She was doing a terrible job of painstakingly applying a cosmetic to her face to try and conceal the bruises that persisted in haunting her skin and she now sorely regretted not visiting Bogan Zeal to obtain the salve that would have eradicated them.

While she had used the story of meeting with Bogan to distract Kelena from her true mission, Elara had planned to slip back and find him after the brogboar run, but time had not been on her side, nor luck it seemed.

How was this happening? When she was so close. When she'd literally stood in the sacred temple of her foremothers with the pendant around her neck, only to leave without achieving her aim and with the fear of her identity being revealed greater than it had ever been.

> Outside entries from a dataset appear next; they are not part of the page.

PR #75, opened 2016-07-19
Make immutable fields public, improve naming, remove getters from ParseResult

### LINKED ISSUE #58: Make private immutable fields public

jvdb:
Resolves #58: Many immutable public fields in `Token` and `Expression` implementations are now public. The argument names in `Shorthand` and public constructors have been improved. Public field names also have better names. `ParseResult` no longer has getters (so `result.succeeded()` and `result.getEnvironment()` become `result.succeeded` and `result.environment` respectively).

### DIFF
--- a/core/src/main/java/io/parsingdata/metal/expression/comparison/ComparisonExpression.java
+++ b/core/src/main/java/io/parsingdata/metal/expression/comparison/ComparisonExpression.java
@@ -38,11 +38,11 @@ public abstract class ComparisonExpression implements Expression {
 
     @Override
     public boolean eval(final Environment env, final Encoding enc) {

She'd always dreaded the tide would come when she could hide no longer. Her mother had warned her, urged her to keep safe, to never let down her guard, and Elara had always fastidiously done just that. How could her downfall be set into motion in the very caves in which she should feel protected?

The fact that the novice knew that she existed, but also that he'd stepped foot on the very rock upon which her foremothers had stood – where her own mother had stood – burned Elara greatly. The anger stung her flesh like the vilest of insults.

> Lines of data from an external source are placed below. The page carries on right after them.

PR #252, opened 2018-10-08
Gardening/cleanup for upcoming 8.0.0 release

### LINKED ISSUE #245: Clean up instantiation of default Encoding objects.
There are quite some `new Encoding()` calls throughout the library. This can be cleaned up by using a fixed constant, also to make sure there are no incorrect situations.

### LINKED ISSUE #249: Use isEmpty() instead of checking for nulls when using an ImmutableList or ParseGraph
Improves the abstraction of using `ImmutableList`.

jvdb:
Resolves #249: Using only `isEmpty()` on immutable containers/collections instead of `null` checking.
Resolves #245: Remove default `Encoding` constructor and replace with constant.

Additionally, the other commits are mostly concerned with cleanup of test code: improve assert statements and generics use as well as remove unnecessary `import` statements and `throws` clauses.


ccreeten:
Ahh, too late. But I had one question, perhaps you could look at adding accessor methods for all variables? That way, it can play nice with method references for example, or creating overloads in subclasses.

jvdb:
Good point! I've made an issue for this: #253.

You are not my enemy, he had said.

It was an absurdity. That a Highguard could say such a thing to a Naiad was a wild falsehood. The Order had been instrumental in carrying out the King's instructions. They had hunted and slaughtered every remaining water witch in Druvaria. They were as guilty of wiping them from Druvaria, as was Ban-Keren.

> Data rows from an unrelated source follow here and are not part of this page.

Issue #250, opened 2018-09-19
Add a "locally scoped" ref to avoid unpredictable references in recursive Token definitions


DavyLandman:
Given the following pseudo-java code which has a recursive Token `A`:

```java
final Token A = seq("A",
    def("b", con(1)), 
    token("AorB"), 
    def("c", con(1), ge(last(ref("A.b")))
);
final Token B = seq("B", def("a", con(1)));
final Token AorB = cho("AorB", A, B);
```

It seems impossible to calculate how far back in the `ref("A.b")` stream we have to look to get the `b` field that was parsed at the same level of recursion (or is nesting the better term)?

I would like to propose an alternative to `ref` which is a ref that only searches the local stack and higher, not in the children.

(problem discovered together with @pinoval )

DavyLandman:
After some more discussion and considering cases with @pinoval, it might be that we need a kind of stackfull reference. So that we can also pass along a value expression to a function, that keeps on referring to this stack, even though it's used at a deeper level

jvdb:
Sounds interesting!

I think my initial approach will be to solve the case as described at the top. I have some fairly simple ideas, but I'm not sure if they will work. It is quite possible that if those solutions solve this case that they are not adequate for what you are doing -- but that would be the time to come up with a new sample case :)

The most basic approach will be to implement a `ValueExpression` that refers to a value's current _scope_ with regard to referencing other values. So basically this would allow you to create scopes on the fly based on where you are. I will create a branch for the working test case and possible solutions.

DavyLandman:
I've tried to create a horrible example:

```java
    final Token A = seq("A", def("b", con(1)), ABC, d(last(ref("A.b"))));
    final Token B = seq("B", def("b", con(1)), d(last(ref("B.b"))));
    final Token C = seq("C", def("b", con(1)));
    final Token ABC = cho("ABC", A, B, C);

    final Token d(ValueExpression x) {
        return seq("D_dynamic", ABC, def("c", con(1), eq(x)));
    }
```

The `d` function is a way to reduce duplication, we've seen this pattern before in other metal examples, and its quite a useful one. But with the recursive/nested structures, it's impossible to pass it the right ValueExpression that points to the correct field at the correct nesting level.

> The most basic approach will be to implement a ValueExpression that refers to a value's current scope with regard to referencing other values. So basically this would allow you to create scopes on the fly based on where you are. I will create a branch for the working test case and possible solutions.

This sounds like it might be good enough, even for the above example.

[...]

PR #256, opened 2018-11-04
Small improvements and test case for #250.

jvdb:
Three commits and three small and unrelated changes:

1. Removed a bunch of obsolete JUnit-annotations.
2. Added a base test case related to issue #250.
3. Removed the `TokenCallback` class and replaced its use with `ImmutablePair<Token, Callback>`.


rdvdijk:
I think the third change deserved its own PR :-)

core/src/main/java/io/parsingdata/metal/data/ImmutablePair.java
```diff
@@ -34,7 +34,7 @@ public ImmutablePair(final L left, final R right) {
 
     @Override
     public String toString() {
-        return left + "=" + right;
+        return left + "->" + right;
```
rdvdijk: Another option:

```suggestion
        return "(" + left + "," + right + ")";
```

core/src/test/java/io/parsingdata/metal/ScopeTest.java
```diff
@@ -0,0 +1,77 @@
...
+import io.parsingdata.metal.data.ParseState;
+import io.parsingdata.metal.token.Token;
+
+public class ScopeTest {
+
+    private final Token nested =
+        seq("nested",
+            def("left", 1),
+            token("nestedOrTerminator"),
+            def("right", 1, eq(nth(ref("left"), sub(count(ref("left")), count(ref("right"))))))
```
rdvdijk: Grin, pretty cool that this works.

Remain in the water, naiadani. Her mother had uttered those urgent whispers to her as she'd lowered Elara into the Setalah, trying to hide the terror in her eyes – the fear she felt, not for herself, but for her daughter. May the foremothers protect you. Blessed waters. Blessed child. Do not resurface no matter what you hear.

It was her mother's screams she now heard as she looked in the mirror, seeing not her own reflection, but the face of the novice, the determination in his eyes as sharp as a blade edge.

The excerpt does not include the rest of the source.